┌─ Records to process
PR #132, opened 2017-01-13
Add hidden window mode

Moguri:
This PR implements an enumerated type for window modes. Support is added for the existing window mode properties as W_regular, W_fullscreen, W_undecorated. Fullscreen and undecorated support is handled by delegating to the existing properties. We can look into removing these to reclaim bits in the Specified bitfield and make the window modes truly mutually exclusive (right now some odd combinations can be set). However, for now I tried to keep the changes to a minimum to reduce the risk of bugs.

A new W_hidden WindowMode is implemented for X11 to hide a window from the window manager. Support for macOS and Windows is still TODO.

The changes were tested using a modified version of the asteroids sample.
[window_mode_test.zip](https://github.com/panda3d/panda3d/files/703519/window_mode_test.zip)

This PR is more of a request for review and feedback than a request for a merge at this point in time.

### DIFF
--- a/panda/src/cocoadisplay/cocoaGraphicsWindow.mm
+++ b/panda/src/cocoadisplay/cocoaGraphicsWindow.mm
@@ -99,7 +99,7 @@ move_pointer(int device, int x, int y) {
 
   if (device == 0) {
     CGPoint point;
-    if (_properties.get_fullscreen()) {
+    if (_properties.get_window_mode() == WindowProperties::W_fullscreen) {
       point = CGPointMake(x, y + 1);
     } else {
       point = CGPointMake(x + _properties.get_x_origin(),
@@ -147,7 +147,7 @@ begin_frame(FrameMode mode, Thread *current_thread) {
   CGLLockContext((CGLContextObj) [cocoagsg->_context CGLContextObj]);
 
   // Set the drawable.
-  if (_properties.get_fullscreen()) {
+  if (_properties.get_window_mode() == WindowProperties::W_fullscreen) {
     // Fullscreen.
     CGLSetFullScreenOnDisplay((CGLContextObj) [cocoagsg->_context CGLContextObj], CGDisplayIDToOpenGLDisplayMask(_display));
   } else {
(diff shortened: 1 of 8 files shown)


Moguri:
Here is a completely untested patch for Windows support: https://hastebin.com/sopavezume.diff

Moguri:
And here is a completely untested patch for macOS/Cocoa: https://hastebin.com/kasivubemi.diff

rdb:
This is good.  I like this.

We should probably display a deprecation warning when people attempt to use `set_fullscreen()` and `set_undecorated()`.  Perhaps we should just drop the flags entirely but keep `set_fullscreen(true)`, etc. as a backward-compatible way to set the window mode.  Otherwise it will get a mess if there are two settings that do the same thing.  I don't mind breaking API compatibility as long as the only the most ubiquitous idioms still work.

I think there should probably be a `window-mode` config variable to set the default setting.

Moguri:
I have rebased this branch to reflect changing the GraphicsWindows to use window_mode instead of fullscreen and undecorated. X11 is handled by this PR. I have win32 changes in a branch (window_mode_win), but they are still untested (have not even been compiled). Cocoa is still TODO.

Moguri:
I have a window_modes_cocoa branch that compiles on build-osx, but is otherwise untested.

Moguri:
I pulled all of the branches together and rebased them on top of master. I have pushed the branch to both this repo and my fork. I can create a new PR off of the panda3d/window_modes branch.

Moguri:
This requires unit tests before being merge-ready. We need to test the new window_mode and make sure we didn't break the old API (get/set_undecorated(), get/set_fullscreen(), etc.).

Also, deprecation warnings should be added to the old API.

Moguri:
I am tempted to drop this PR. I no longer need these changes anymore, and I am not sure if/when I will put in the energy to push this PR to completion. Thoughts?

Moguri:
I am abandoning this PR. Someone else can feel free to pick it up again.

PR #521, opened 2019-01-09
ShaderAttrib: add set_shader_inputs() for C++ users

lachbr:
This is an alternative to the Python extension for C++ users.
Example:
`shattr = DCAST(ShaderAttrib, shattr)->set_shader_inputs({ inp1, inp2, inp3, inp4 });`


rdb:
Great idea, but should this not take an `std::initializer_list` instead?

lachbr:
Thanks. I would say no to ‘std::initializer_list’ because the user may want to build up (or already have) a vector of ‘ShaderInputs’ to pass in.

PR #522, opened 2019-01-10
Merge AstronInternalRepository et al

ksmit799:
This PR merges AstronInternalRepository from Astron/Panda3D and makes it compatible with Python 3 (as well as other misc fixes). This PR doesn't include tests or samples, these will be submitted as a PR shortly.

### DIFF
--- a/direct/src/distributed/AstronDatabaseInterface.py
+++ b/direct/src/distributed/AstronDatabaseInterface.py
@@ -1,0 +1,307 @@
+from pandac.PandaModules import *
+from MsgTypes import *
+from direct.directnotify import DirectNotifyGlobal
+from ConnectionRepository import ConnectionRepository
+from PyDatagram import PyDatagram
+from PyDatagramIterator import PyDatagramIterator
+
+class AstronDatabaseInterface:
+    """
+    This class is part of Panda3D's new MMO networking framework.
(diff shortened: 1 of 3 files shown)


CFSworks:
There are four things I don't like about this PR:

1. It does not preserve the history for the files being merged; there are some commits on those files by authors that should appear in the commit stats, so that they can get due credit for their work.
2. There's a revert in the pull request. Please rebase that away, unless it's important for the file's history in some way.
3. The Python 3 support appears incomplete; it doesn't seem to me like it handles coroutines yet. With most of direct supporting coroutines for event handlers, an incoming message should be supported in this way too.
4. Most importantly, how do I know this code is correct without tests/samples? There's nothing that actually runs it, so this PR is bringing in dead code. Any new files being brought into `direct.distributed` should have a minimum of around 90-95% coverage as reported by coverage.py after running all tests and samples.

I know you said the tests and samples will come later, but why not wait until those are ready? It's much easier to defend the correctness of what you're trying to add when you include a program/script demonstrating correct behavior, and it's just going to be dead code until those are added.

We should probably also use the Astron fork as a staging ground for these changes, since it's easier to collaborate in a fork than in a pull request.

ksmit799:
@CFSworks Sorry, I sort of rushed this pull request through. I'll submit my changes to the Astron fork, and once it's ready it can be merged.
└─
Once you have counted the lines of the records that contain the word "build", give the count and nothing else.

2